### Records shown

PR #357, opened 2019-02-05
Release/v0.2.1 alpha - merge to develop

Alexey-N-Chernyshov:
### Description of the Change
Backward merge - to be able merge without conflicts in future


Alexey-N-Chernyshov:
Seems formatting was done by other version of solc. I think we should keep it.

PR #377, opened 2019-02-18
Splitting Iroha chain listener

dolgopolovwork:
### Description of change
Now Iroha chain listener is split into two: plain Iroha chain listener that listens to block directly from Iroha and reliable chain listener that listens to Rabbit MQ

### DIFF
--- a/notary-commons/src/main/kotlin/sidechain/iroha/ReliableIrohaChainListener.kt
+++ b/notary-commons/src/main/kotlin/sidechain/iroha/ReliableIrohaChainListener.kt
@@ -10,7 +10,6 @@ import io.reactivex.subjects.PublishSubject
 import jp.co.soramitsu.iroha.java.IrohaAPI
 import mu.KLogging
 import sidechain.ChainListener
-import kotlin.test.assertNotNull
 
 /**
  * Rabbit MQ based implementation of [ChainListener]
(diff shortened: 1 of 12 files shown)


notary-commons/src/main/kotlin/sidechain/iroha/ReliableIrohaChainListener.kt
```diff
@@ -0,0 +1,107 @@
...
+        }
+    }
+
+    /**
+     * @return a block as soon as it is committed to iroha
+     */
+    override suspend fun getBlock(autoAck: Boolean): Pair<iroha.protocol.BlockOuterClass.Block, () -> Unit> {
+        var resp: GetResponse?
+        do {
+            resp = channel.basicGet(irohaQueue, autoAck)
```
x3medima17: Please add some sleep for ~10ms, i forgot

dolgopolovwork: Before or after this line?

x3medima17: Doesn't matter :D
I would add it after

dolgopolovwork: Ok. I'll do this. But what is the purpose of that?

x3medima17: Here we have busy waiting, which can load CPU

PR #381, opened 2019-02-19
Feature/upgradable contracts

Alexey-N-Chernyshov:
### Description of the Change
Upgradable smart contracts.
Upgradable strategy is implemented with proxy mechanism (https://soramitsu.atlassian.net/wiki/spaces/ESC/pages/683737089/Upgradable+Strategy).

##### Changes in contracts
Since proxy separates implementation and storage, we need explicitly call initialise in upgradable contracts.
The following contracts now are deployed with proxy:
- Matster
- RelayRegistry
- Relay


deploy/ethereum/contract/Relay.sol
```diff
@@ -74,7 +74,7 @@ contract Relay {
     function withdraw(
         address tokenAddress,
         uint256 amount,
-        address to,
+        address payable to,
```
Hirama: We still can withdraw tokens? Looks like we bind to send only ethers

######

I'd like all of the entries written out again exactly as they appear above.

PR #357, opened 2019-02-05
Release/v0.2.1 alpha - merge to develop

Alexey-N-Chernyshov:
### Description of the Change
Backward merge - to be able merge without conflicts in future


Alexey-N-Chernyshov:
Seems formatting was done by other version of solc. I think we should keep it.

PR #377, opened 2019-02-18
Splitting Iroha chain listener

dolgopolovwork:
### Description of change
Now Iroha chain listener is split into two: plain Iroha chain listener that listens to block directly from Iroha and reliable chain listener that listens to Rabbit MQ

### DIFF
--- a/notary-commons/src/main/kotlin/sidechain/iroha/ReliableIrohaChainListener.kt
+++ b/notary-commons/src/main/kotlin/sidechain/iroha/ReliableIrohaChainListener.kt
@@ -10,7 +10,6 @@ import io.reactivex.subjects.PublishSubject
 import jp.co.soramitsu.iroha.java.IrohaAPI
 import mu.KLogging
 import sidechain.ChainListener
-import kotlin.test.assertNotNull
 
 /**
  * Rabbit MQ based implementation of [ChainListener]
(diff shortened: 1 of 12 files shown)


notary-commons/src/main/kotlin/sidechain/iroha/ReliableIrohaChainListener.kt
```diff
@@ -0,0 +1,107 @@
...
+        }
+    }
+
+    /**
+     * @return a block as soon as it is committed to iroha
+     */
+    override suspend fun getBlock(autoAck: Boolean): Pair<iroha.protocol.BlockOuterClass.Block, () -> Unit> {
+        var resp: GetResponse?
+        do {
+            resp = channel.basicGet(irohaQueue, autoAck)
```
x3medima17: Please add some sleep for ~10ms, i forgot

dolgopolovwork: Before or after this line?

x3medima17: Doesn't matter :D
I would add it after

dolgopolovwork: Ok. I'll do this. But what is the purpose of that?

x3medima17: Here we have busy waiting, which can load CPU

PR #381, opened 2019-02-19
Feature/upgradable contracts

Alexey-N-Chernyshov:
### Description of the Change
Upgradable smart contracts.
Upgradable strategy is implemented with proxy mechanism (https://soramitsu.atlassian.net/wiki/spaces/ESC/pages/683737089/Upgradable+Strategy).

##### Changes in contracts
Since proxy separates implementation and storage, we need explicitly call initialise in upgradable contracts.
The following contracts now are deployed with proxy:
- Matster
- RelayRegistry
- Relay


deploy/ethereum/contract/Relay.sol
```diff
@@ -74,7 +74,7 @@ contract Relay {
     function withdraw(
         address tokenAddress,
         uint256 amount,
-        address to,
+        address payable to,
```
Hirama: We still can withdraw tokens? Looks like we bind to send only ethers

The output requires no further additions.